# Ropes, what works best for each climbing system?



## CarsonMoss (Feb 12, 2016)

Havent found a thread that has directly covered this, but then I may have missed it, show me the thread and delete this if so..



I recently bought a Sterling HTP Orange Static 11mm Rope, more specifically to run a hitch climber with VT. Mind you I wasn't aware of such ropes as the Yale XTC or Blue Streak that I noticed everyone loves so much on here. 

Anyways,

I'm a new climber, so Im wanting to try diffeent climbing systems to see what works and what doesnt. So, I first tried using the rope to tie a traditional closed blakes hitch and there was just no friction going on at all so I ended up just making 5 wraps and ithelped but was still lousy.

I realised certain ropes shine for different climbing methods. 

So more specifically with my 11mm static climbing line, I have a Armor prus 10 mm sewn eye to eye to make my VT hitch climber. A great eye to eye ive been told but how well will it work on my 11mm static line?

So that being said, people using 1/2",11 mm, 13 mm climbing lines, what size split tails/prusiks are you using in conjunction with your personal climbing system? I also have a ABR Hi-Vee Double Positioning Lanyard with Steel Snaps - 12' Length, what size prusik is good to make the 2 n 1 lanyard?

I just want to put it all on the table as far as ropes, what your favorite climbing ropes/systems? what are you using rope wise in the system? and why? 
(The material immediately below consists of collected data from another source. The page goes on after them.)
PR #3243, opened 2022-04-11
44316: Add default selection to "Create related issue" dialog

labkey-klum:
#### Rationale
We want to introduce a new dropdown in the issue definition properties panel to allow administrators to configure the default folder that is offered when a user creates a new related issue.

https://www.labkey.org/home/Developer/issues/issues-details.view?issueId=44316

#### Related Pull Requests
- https://github.com/LabKey/labkey-ui-components/pull/802

#### Changes
- save the default related folder in the prop store
- initialize the selection of the folder in the related issue dialog box

### DIFF
--- a/core/package-lock.json
+++ b/core/package-lock.json
@@ -9,7 +9,7 @@
       "version": "0.0.0",
       "dependencies": {
         "@labkey/api": "1.10.0",
-        "@labkey/components": "2.150.0",
+        "@labkey/components": "2.150.1-fb-issue-44316.0",
         "@labkey/themes": "1.2.1"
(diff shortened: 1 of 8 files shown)


labkey-tchad:
Issues found during manual testing
- [x] Related issues should default to current issue list if no explicit default is set
- [x] Default should be ignored if user doesn't have permission to default's folder

Other functionality looks good (including shared/inherited issues domains)

cnathe (approved):

labkey-tchad:
Verified manual testing fixes 👍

I hope this aint being knit picky, I just wanna be safe out there and get the best amount of friction in the ropes.


----------



## JeffGu (Feb 12, 2016)

With KM Max (32-strand, nylon core, doublebraid, 11mm) I use a RopeWrench and 9mm ArbPro cord, Distel hitch for SRT. This rope is similar to your HTP 11mm.
With 1/2" ropes (13mm) I use a 10mm hitch cord (EpiCord or OceanPolyester, but they all work well) and hitch climber pulley for DdRT. These are 16-strand ropes (either Arbormaster or XTC).
With 11.5mm and 11.7mm ropes I use ZigZags for DdRT. Ropes are all polyester doublebraid, 24-strand, Yale 11.7 (Aztec, Prism, etc.) , or All Gear _CherryBomb_ 11.5 which is a nice rope for the price.
For a 1/2" lanyard, any size of hitch cord will work fine, if you're not using it in single leg mode, because even an 8mm cord isn't going to bind up if you aren't descending on it.
If you're using a long lanyard and use it like a mini climb line in single leg mode, either a 9mm or 10mm cord will work fine.
For a long lanyard, I prefer mechanicals... Trango _Cinch_ for 10mm or 11mm rope, or Petzl _Zillon_ for 11.5 to 13mm rope. Both of these are adjustable under full load and work very well in single leg mode.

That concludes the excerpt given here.